Toro Co.’s second quarter earnings are down, with a lower profit margin because of inflation and supply chain costs.

But its earnings call and presentation was still upbeat, with a focus on how new technology will allow the company to keep pace or surpass competitors in several ways.

For example, earlier this year the Bloomington-based company introduced an autonomous fairway mower at a key golf industry trade show and last week announced a robotic lawn mower for residential markets for the spring 2023 season – though a price and product name haven’t been announced.

While too early to project accurate sales for new products Olson told analysts on the company’s second quarter earnings call that the response to their new products has been “absolutely fantastic across the board”.

In the last fiscal year, Toro spent about $130 million on research and experimental expenditures. It has steadily increased the investment as a percentage of net sales over they past 10 years from approximately 1.5% of net sales to more than 3.5%.
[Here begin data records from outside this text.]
PR #488, opened 2017-08-23
Make footer editable

mwharrison:


mwharrison:
[Make footer copy editable](https://trello.com/c/RxtREAfl/334-make-footer-copy-editable)

edwoodward:
@mwharrison What about the links at the top of the footer? Licensing, Terms of Use, etc?

global_settings/migrations/0007_footer.py
```diff
@@ -0,0 +1,33 @@
...
+        ('wagtailcore', '0032_add_bulk_delete_page_permission'),
+        ('global_settings', '0006_auto_20161213_1054'),
+    ]
+
+    operations = [
+        migrations.CreateModel(
+            name='Footer',
+            fields=[
+                ('id', models.AutoField(auto_created=True, primary_key=True, serialize=False, verbose_name='ID')),
+                ('supporters', models.CharField(max_length=255)),
```
RoyEJohnson: I take `supporters` to be the paragraph that starts with "Supported by Rice University...". 255 chars won't quite hold what we have there now.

Olson told analysts to expect new technologies to have a big impact going forward.

“We are seeing what should be a steady flow of some really exciting products going forward, that also gives us confidence in the future,” Olson said.

Meanwhile, executives said global supply chain issues helped push down Toro’s gross margin from 35.1% in last year’s second quarter to 32.4%. Acquisition costs, higher raw material prices and increased freight and production costs also contributed.

Margins did improve over Toro’s first quarter, but the company is making operational improvements, adding more pricing increases and counting on its new products to help boost profits down the line.

Earnings for the quarter were down 8% to $131.1 million, or $1.24 a share. Adjusted earnings of $1.25 a share also were down but beat analysts’ expectations.

Sales of $1.25 billion, were up 8.7%, but missed analyst expectations. Toro shares closed Thursday at $85.44, up 5.5%. Over the last 52 weeks Toro’s shares have ranged between $74.29 and $115.68.

Price increases and the acquisition of the Intimidator Group, which makes zero-turn mowers under the Spartan brand, helped lift sales in the professional segment by 12%. The residential business only saw a 1.7% sales increase, and the unit’s earnings fell 19% due in part to late arriving spring weather.

Olson said in the quarterly earnings release that despite supply chain challenges, demand remains strong and Toro is raising guidance for the remainder of their fiscal year. The company now expects fiscal year sales to increase 14% to 16% and adjusted earnings per share to be in the range of $4 to $4.15.

Olson pointed to last falls introduction of the Revolution series of battery-powered professional mowers as evidence of how new technology can help. The line will start contributing to top-line totals later this year.

Those technology advancements to stay with and ahead of competitors in their markets and strategic acquisitions will continue to be key drivers of their quarterly results.

Olson said last week’s announcement of the robotic mower “far exceeded our expectations in terms of interest and the number of social media and other outlets that picked that up.”

“We continue to bring new products to market that meet customers’ current and future needs, driven by our strategic investments in the key technology areas of alternative power, smart-connected and autonomous solutions,” Olson said in the release.